The good woman was a little nervous about the venue, spending sleepless nights deliberating over whether to hold the party in a pub, hotel or at home. In the end she made the right decision to host the celebration under the roof where she was raised, and the following are five good reasons why.

5) The session. There is one thing that can be said about all Irish people and that is we love to sing. Whether we can sing in tune, or not, is irrelevant; we're only waiting to be asked. If the typical Irish person is asked to sing in public it is most likely they will curl up into a little ball, turn red-faced, and refuse to open their mouths. Give them the sanctuary of a sitting room and lace them with a few glasses of the devil's brew, however, and they are convinced they have what it takes to make Simon Cowell's knee-caps tremble. Tonight we had a sing-song to cap all sing-songs. From The Town I Loved So Well to Roger Whittaker's The Last Farewell to Sutherland Brothers & Quiver's Arms of Mary, this eclectic mix of songs will probably never be heard simultaneously in a public venue again.
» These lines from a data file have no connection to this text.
Issue #1220, opened 2023-08-03
bug: Glint Service is not inferring return types from inlay hints 


egorio:
This is happening because Glint Service is missing [getAdditionalDiagnostics](https://github.com/rehearsal-js/rehearsal-js/blob/master/packages/service/src/rehearsal-service.ts#L113C3-L137) function. 

Need to "copy" this function from Rehearsal Service.

PR #1222, opened 2023-08-04
fix: Glint Service is not inferring return types from inlay hints

egorio:
Adds a `getAdditionalDiagnostics` function to Glint Service to infer return types based on inlay hints.

Also:
- Starting now, `.gts` files have `Method 'containsUnsupportedDiagnostic' lacks a return-type annotation.` comments over function with missing return type.
- `.ts` under Glint projects will have return types inferred where type hints are available..
- SourceFiles produced by Glint Service for .gts now compatible with TS helper functions, so base codefixes will be easier to run on them as well! :)

### DIFF
--- a/packages/migrate/test/__snapshots__/migrate.test.ts.snap
+++ b/packages/migrate/test/__snapshots__/migrate.test.ts.snap
@@ -111,85 +111,7 @@ export default class WithMissingInterface extends Component<WithMissingInterface
 "
 `;
 
-exports[`fix > .gts > component signature codefix > with misssing jsdoc param name 1`] = `
-"import Component from \\"@glimmer/component\\";
-
-export class Something extends Component {
-  /** */
-  // @ts-expect-error @rehearsal TODO TS7019: Rest parameter 'args' implicitly has an 'any[]' type.
-  reset(...args) {
-    console.log(args);
-  }
-
-  shouldExist() {
-    console.log(\\"should exist in output\\");
-  }
-}
-"
-`;
-
 exports[`fix > .gts > component signature codefix > with typedef for component signature interface 1`] = `
-"import Component from \\"@glimmer/component\\";
-
-export interface RepeatSignature {
-  Args: { phrase: any };
-}
-
-//
-// UseCase: Should generate a component signature interface
-//
-
-export class Repeat extends Component<RepeatSignature> {
-  <template>
-    <span>{{@phrase}}</span>
-  </template>
-}
-
-//
-// UseCase: Should infer relationship from comment, update heritage clause with signature
-//
-
-interface MyComponentSignature {
-  Args: { snack: any; age: any };
-}
-
-/**
- * @extends {Component<MyComponentSignature>}
- */
-export class MyComponent extends Component<MyComponentSignature> {
-  name = \\"Bob\\";
-
-  <template>
-    <Repeat @phrase={{@age}} />
-    <span>Hello, I am {{this.name}} and I am {{@age}} years old!</span>
-    <span>My favorite snack is {{@snack}}.</span>
-  </template>
-}
-
-//
-// UseCase: Should generate an interface from all comments
-//
-
-interface InterfaceFromCommentSignature {
-  Args: InterfaceFromCommentArgs;
-}
-
-interface InterfaceFromCommentArgs {
-  someArg: number;
-}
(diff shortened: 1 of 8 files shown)


wondersloth:
This PR should fix #1220

packages/migrate/test/__snapshots__/migrate.test.ts.snap
```diff
@@ -111,23 +111,6 @@ export default class WithMissingInterface extends Component<WithMissingInterface
...
-    console.log(args);
-  }
-
-  shouldExist() {
-    console.log(\\"should exist in output\\");
-  }
-}
-"
-`;
-
```
wondersloth, line 130: These should not be removed? Using test.only

egorio: Can't find test with this name, seems it was renamed... there is same result in `exports[`fix > .gts > strips jsdoc param with missing name 1`] = ``.

Same with the test below.

egorio: image

packages/service/src/glint-service.ts
```diff
@@ -211,7 +243,7 @@ export function severityForDiagnostic(ts: TS, diagnostic: ts.Diagnostic): Diagno
 
 function createSyntheticSourceFile(ts: TS, source: GlintSourceFile): ts.SourceFile {
   return Object.assign(
-    ts.createSourceFile(source.filename, source.contents, ts.ScriptTarget.Latest),
+    ts.createSourceFile(source.filename, source.contents, ts.ScriptTarget.Latest, true),
```
egorio, line 246: This makes SourceFile object similar to those we got from LanguageService with getStart(), getText() etc.

packages/migrate/test/migrate.test.ts
```diff
@@ -971,7 +971,7 @@ export default class SomeComponent extends Component {
     test('previously migrated .gts', async () => {
       await project.write();
 
-      const [inputs, outputs] = prepareInputFiles(project, ['already-migrated.gjs']);
+      const [inputs, outputs] = prepareInputFiles(project, ['already-migrated.gts']);
```
egorio, line 974: :face-palm: there is no `already-migrated.gjs`

packages/service/src/glint-service.ts
```diff
@@ -71,10 +70,12 @@ export class GlintService implements Service {
...
     if (isGlintFile(this, fileName)) {
-      return createSyntheticSourceFile(this.ts, {
-        filename: fileName,
-        contents: this.getFileText(fileName),
-      });
+      return ts.createSourceFile(
+        fileName,
+        this.getFileText(fileName),
+        ts.ScriptTarget.Latest,
+        true
```
egorio, line 77: This `true` makes SourceFile object similar to those we got from LanguageService with getStart(), getText() etc. and now they are compatible with TS utility functions and almost compatible with our own codefixes

packages/service/src/glint-service.ts
```diff
@@ -92,11 +93,39 @@ export class GlintService implements Service {
...
+
+        return undefined;
+      }
+
+      return forEachChild(node, visitEveryNode);
+    };
+
+    visitEveryNode(sourceFile);
+
+    return diagnostics;
```
wondersloth, line 128: Have you considered making an abstract base class with this method in there, so we can share the implementation?

packages/service/src/glint-service.ts
wondersloth: Unsure why we had the synthetic file in the past?

wondersloth (changes requested):

packages/service/src/glint-service.ts
egorio: Just want to keep less changes in this PR. Will "merge" those classes next time once we confirm everything working

packages/service/src/glint-service.ts
egorio: We still have synthetic file, but don't need to populate `text: source.contents` because it's done because the `true` in the 4th param.

wondersloth (commented):
Looks good. Please regress against internal adopter, to verify no new bugs.

lynchbomb (approved):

Chances are that if they were, the crowd singing them would be politely asked to leave.

4) A full house. I had interesting conversations with some of the more seasoned neighbours in attendance tonight, guests I knew would never have come had the bash been held in town. At one stage I was sitting watching the Germany v Republic of Ireland soccer match with an octogenarian lady who told me her nephew had gone to the game. I prattled on about what a wonderful city Cologne is to visit and how her nephew would enjoy a trip of culture while sightseeing in one of the most historical-laden cities Europe has to offer – I even mentioned air raids. She nodded pleasantly while I talked, and I learned after she left that she had been talking about a hurling match that was taking place up the road.

3) Children are welcome. Yes, generally you will find a 9pm cut-off time for children being allowed in Irish pubs. Having a house party meant the young lad and younger lad could enjoy the festivities with their nanny until their little legs eventually gave way. How they slept through six rousing renditions of Sean South From Garryowen, I will never know.

2) Beds are close by. One by one, we fell, and there is nothing nicer when you are feeling the effects of a long evening than knowing there is a pillow nearby on which to rest your head. Just make sure you make it into the correct bed beside the correct person and everything will be hunky dory.

1) Pride of place for the MIL. What more could the woman of the house wish for as she celebrates reaching one of the more significant milestones in life than having family and friends mark the occasion in the place she proudly calls home. There's no place like it after all, and the best part is she gets to call last orders, on terms of her very own.